Issue #2783, opened 2026-08-28
[agent instructions][claude][verify] Verify the ffmpeg-hang hardening (with real-run mutation proof) and open the PR (#2449)


dudarenok-maker:
## What
Verify the ffmpeg-install hardening and aggregator fix built by the two prior children against parent #2449's acceptance — including proving the hang path is actually handled, not just that a healthy run passes — then open the PR.

## Parent's acceptance, restated as a checklist
- [ ] `.github/actions/install-ffmpeg/action.yml` exists, caches the binary, and its install step has a `timeout-minutes` well under every consuming job's smallest budget (10 min for `e2e-visual`).
- [ ] All three inline `Install ffmpeg` steps in `verify.yml` are replaced by `uses: ./.github/actions/install-ffmpeg`, each preserving its original `if:` scope condition.
- [ ] The "Check leg results" aggregator's log output names which legs were cancelled vs. failed vs. skipped, and still fails (exit 1) on any of the three.
- [ ] **The mutation proof, mandatory per the parent issue:** demonstrate the hang path, not just a healthy run.

## Mutation proof — how to do it
1. **Timeout fires:** on a throwaway branch off this one (or a temporary edit reverted after), point the composite action's install step at something guaranteed to hang or fail fast within the 3-minute budget — e.g. temporarily change the apt source to an unreachable/blackholed address, or add a `sleep 200` before the real install command — push it, trigger a `workflow_dispatch` run (or open a scratch PR), and **watch the job actually get killed by the step-level timeout at ~3 minutes**, not the job's full 10-20 minute budget. Capture the run URL and the observed timing. Revert the throwaway change afterward — confirm `git status` clean on the real branch.
2. **Aggregator distinguishes cancelled:** in the same or a follow-up scratch run, confirm the "Check leg results" step's log explicitly names the cancelled job(s) rather than only printing a raw JSON blob. Paste the relevant log excerpt.
3. **Baseline still green:** confirm a normal run of the real branch (no throwaway hang) passes cleanly end to end — this is necessary but NOT sufficient on its own; a change only ever observed on a healthy run is not evidence it handles the hang, per the parent issue's own acceptance language.

A verify receipt that asserts "the timeout would fire" without a real run's timing evidence is not acceptance — re-run it yourself if the prior children's own receipts didn't already include this.

## Where the work is
[...]

Issue #2781, opened 2026-08-28
[agent instructions][claude][task] Cache the ffmpeg install and give it a step-level timeout (#2449)


dudarenok-maker:
## What
Replace the three copy-pasted `apt-get install ffmpeg` steps in `.github/workflows/verify.yml` with one composite action that caches the binary and carries its own step-level timeout, per the decision recorded on parent #2449. This child does NOT touch the "Check leg results" aggregator — that's the next child.

## Background you need
Read parent #2449's decision comment in full first: `gh issue view 2449 --repo dudarenok-maker/Castwright --json body,comments`. Today three jobs each run the identical unguarded step:

```yaml
- name: Install ffmpeg
  run: sudo apt-get update && sudo apt-get install -y ffmpeg
```

at `.github/workflows/verify.yml:286-288` (job `server-tests`, `timeout-minutes: 20`), `:405-407` (job `e2e`, `timeout-minutes: 15`), `:459-461` (job `e2e-visual`, `timeout-minutes: 10`) — re-read those exact line ranges before editing, they may have shifted slightly since this brief was written; find them by searching for `Install ffmpeg` if the line numbers are off. No retry, no mirror fallback, no step-level timeout — a hung `apt-get update` against a slow Ubuntu runner mirror burns the entire job budget and cancels every step after it, including the tests. Measured incident: PR #2424, three jobs cancelled at their full job budget (15m+15m+10m) before a third attempt passed clean.

## The fix
1. Create `.github/actions/install-ffmpeg/action.yml` — a composite action (`using: composite`) that:
   - Uses `actions/cache@v4` (check what cache action version this repo already uses elsewhere, e.g. grep `.github/workflows/*.yml` for `actions/cache`, and match it) to cache the installed ffmpeg binary/package, keyed on runner OS + a pinned ffmpeg version string (don't cache-key on something that silently invalidates every run, like a timestamp).
   - On a cache hit: skip `apt-get` entirely, just restore the binary onto `PATH` (or re-link `/usr/bin/ffmpeg` — pick whichever approach actually works for an `apt`-installed binary; if caching the raw `apt` package output proves awkward, caching via `apt-get`'s own package cache directory, or downloading a static build instead of `apt` at all, are both acceptable — pick the one that's simplest to get right, and say which you chose and why in your receipt).
   - On a cache miss: `sudo apt-get -o Acquire::Retries=3 update && sudo apt-get install -y ffmpeg` (hardened, not just retried on a hunch).
[...]

PR #2796, opened 2026-08-29
ci(ci): harden CI's ffmpeg install against an apt hang (#2449)

### LINKED ISSUE #2449: ops-62 — decide how CI's ffmpeg install should survive an apt hang
Surfaced while merging #2424. A docs-only, nine-line markdown diff was blocked from merging for ~50 minutes across three CI attempts, none of which ran a single test. The branch was never at fault.

### What happens

`verify.yml` installs ffmpeg in three separate jobs with the same unguarded one-liner:

| Job | `timeout-minutes` | ffmpeg step |
|---|---|---|
| `server-tests` — Server tests (fast + slow) | 20 | `.github/workflows/verify.yml:286-288` |
| `e2e` — E2E (chromium) — shard N/4 | 15 | `.github/workflows/verify.yml:402-404` |
| `e2e-visual` — E2E visual baselines (chromium) | 10 | `.github/workflows/verify.yml:456-458` |

All three run:

```yaml
- name: Install ffmpeg
  run: sudo apt-get update && sudo apt-get install -y ffmpeg
```

No retry, no mirror fallback, no step-level timeout. When `apt-get update` hangs against a GitHub Ubuntu runner's mirror, it consumes the job's **entire** budget, the runner kills the job, and every step after it — including the one that actually runs the tests — reports `skipped`.

### Measured, run 32095488149 (PR #2424, head `fdc36dca`)

Attempt 1 — three jobs cancelled, each burning its full budget in the ffmpeg step:

- `E2E shard 1/4` (job 95586057508) — 15m15s
- `E2E shard 3/4` (job 95586057507) — 15m14s
- `E2E visual baselines` (job 95586057591) — 10m16s

Attempt 2 — two cleared, one hung again: `E2E shard 3/4` (job 95588964470) started `Install ffmpeg` 03:44:39Z, cancelled 03:59:40Z — **15m01s**, i.e. exactly the job budget. Attempt 3 passed clean.

Two consequences worth separating:

1. **The run's conclusion is `cancelled`, not `failure`.** `gh pr checks --watch` exits **0** on this, so a watcher that reads the exit code reports "all checks passed" while four checks are red. This bit during the #2424 merge and is a trap for any automation gating on that command.
2. **`npm run verify` goes red as collateral.** Its `Check leg results` step aggregates the legs, so it fails in 3-5s reporting a failure that is entirely upstream — the visible red is on the wrong job.

### The decision owed

Filed as a design pass because there are several defensible fixes and they trade off differently. The choice is the deliverable, not the diff:

1. **Harden apt in place** — `apt-get -o Acquire::Retries=3 update`, and/or a shell retry loop. Smallest change, keeps the current shape, but still pays a slow mirror three times and still has no ceiling.
2. **Give the step its own timeout** — a step-level `timeout-minutes` well under the job's, so a hang fails *fast and legibly* instead of silently eating the budget and cancelling legs that never ran. Fixes the diagnosis problem even if it does not fix the hang; composes with every other option here.
3. **Stop installing it per-run** — cache the binary, pin a static build, or use a `setup-ffmpeg`-style action. Removes the apt dependency entirely, at the cost of a third-party action or a pinned artifact to keep current.
4. **Drop it where it is not needed** — worth confirming all three jobs genuinely need ffmpeg, and whether the e2e audio paths could use a fixture instead of a real binary.
5. **Whether `verify`'s aggregator should distinguish `cancelled` from `failure`**, so an infrastructure cancellation does not present as a test failure.

Options 2 and 5 are about *diagnosis* and 1/3/4 about *prevention*; a good answer probably takes one from each column rather than treating them as alternatives.

### Acceptance

The chosen fix is committed, and — the part that is easy to skip — it is proven against the actual failure mode rather than against a healthy run. A change that has only ever been observed passing on a runner whose mirror was fine is not evidence it handles a hang. Demonstrate the hang path (e.g. by pointing the step at an unreachable mirror, or by asserting the step-level timeout fires) so the guard is known to be able to trigger.

*Benefit (technical):* stops an intermittent apt hang from blocking merges repo-wide, and makes the failure legible when it does happen instead of surfacing as a red `npm run verify` on a job that never ran.

dudarenok-maker:
Closes #2449

## Summary

Replaces the three copy-pasted `sudo apt-get update && sudo apt-get install -y ffmpeg` steps in `.github/workflows/verify.yml` (`server-tests`, `e2e`, `e2e-visual` jobs) with a single composite action, `.github/actions/install-ffmpeg`, per the decision on parent #2449, and makes the `verify` job's "Check leg results" aggregator name which legs were cancelled vs. failed vs. skipped instead of dumping raw JSON.

The old ffmpeg steps had no retry, no mirror fallback, and no step-level timeout, so a hung `apt-get update` against a slow Ubuntu mirror could burn a whole job's timeout budget and cancel every step after it, tests included (measured on PR #2424: three jobs cancelled at 15m/15m/10m before a third attempt passed clean).

The new composite action caches apt's own downloaded `.deb` packages (redirected to a runner-owned `${{ runner.temp }}` dir rather than the root-owned `/var/cache/apt/archives`, which `actions/cache`'s restore step can't reliably write to). On a cache hit it installs straight from the cached `.deb`s via `dpkg -i` — no `apt-get`, no network round trip at all. On a cache miss it runs a hardened `apt-get -o Acquire::Retries=3 update` then `apt-get install -y ffmpeg`.

**Deviation from the parent's literal `timeout-minutes` wording:** composite-action steps do not accept the `timeout-minutes:` key (job-step-only syntax; GitHub rejects the action manifest outright with "Unexpected value 'timeout-minutes'" — caught on this branch's own first CI run, see #2781). Each apt/dpkg call is instead wrapped in `sudo timeout -k 10 180 ...` (coreutils, SIGTERM at 180s + SIGKILL 10s later if it's still alive — up to ~190s per call, ~380s worst-case for the two-call cache-miss path; `sudo` wraps `timeout`, not the other way around, so the kill signal actually reaches the privileged apt-get/dpkg process instead of being swallowed by `sudo` itself). This is a hang-detection **ceiling**, not the normal-path runtime; a non-hanging install is expected to finish well under it. The ceiling itself is *not* "well under" every consuming job's budget — `e2e-visual`'s 10-minute job timeout leaves only roughly 4 minutes of headroom once checkout, `npm ci`, Playwright setup and the visual battery are accounted for, if the ceiling were ever actually hit on that job.

Snapshotting the installed `ffmpeg` binary plus its shared-library closure was the other option on the table but was dropped as fragile — `apt-get install ffmpeg` pulls in a long, version-drifting chain of transitive dependency packages that would need to be re-derived by hand.

This touches `.github/**` plus `scripts/tests/workflow-wiring.test.mjs` (the regression tests locking these fixes in) and `.github/dependabot.yml` (registering the new composite action); no behavior of the consuming jobs themselves (job timeouts, other steps, `if:` scope guards) changed — see the diff.

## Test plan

* * * * *

**WORK INSTRUCTION**
Read each line of the data and count the ones that include "instructions", answering with the number alone.

**EXERCISE SOLUTION**
2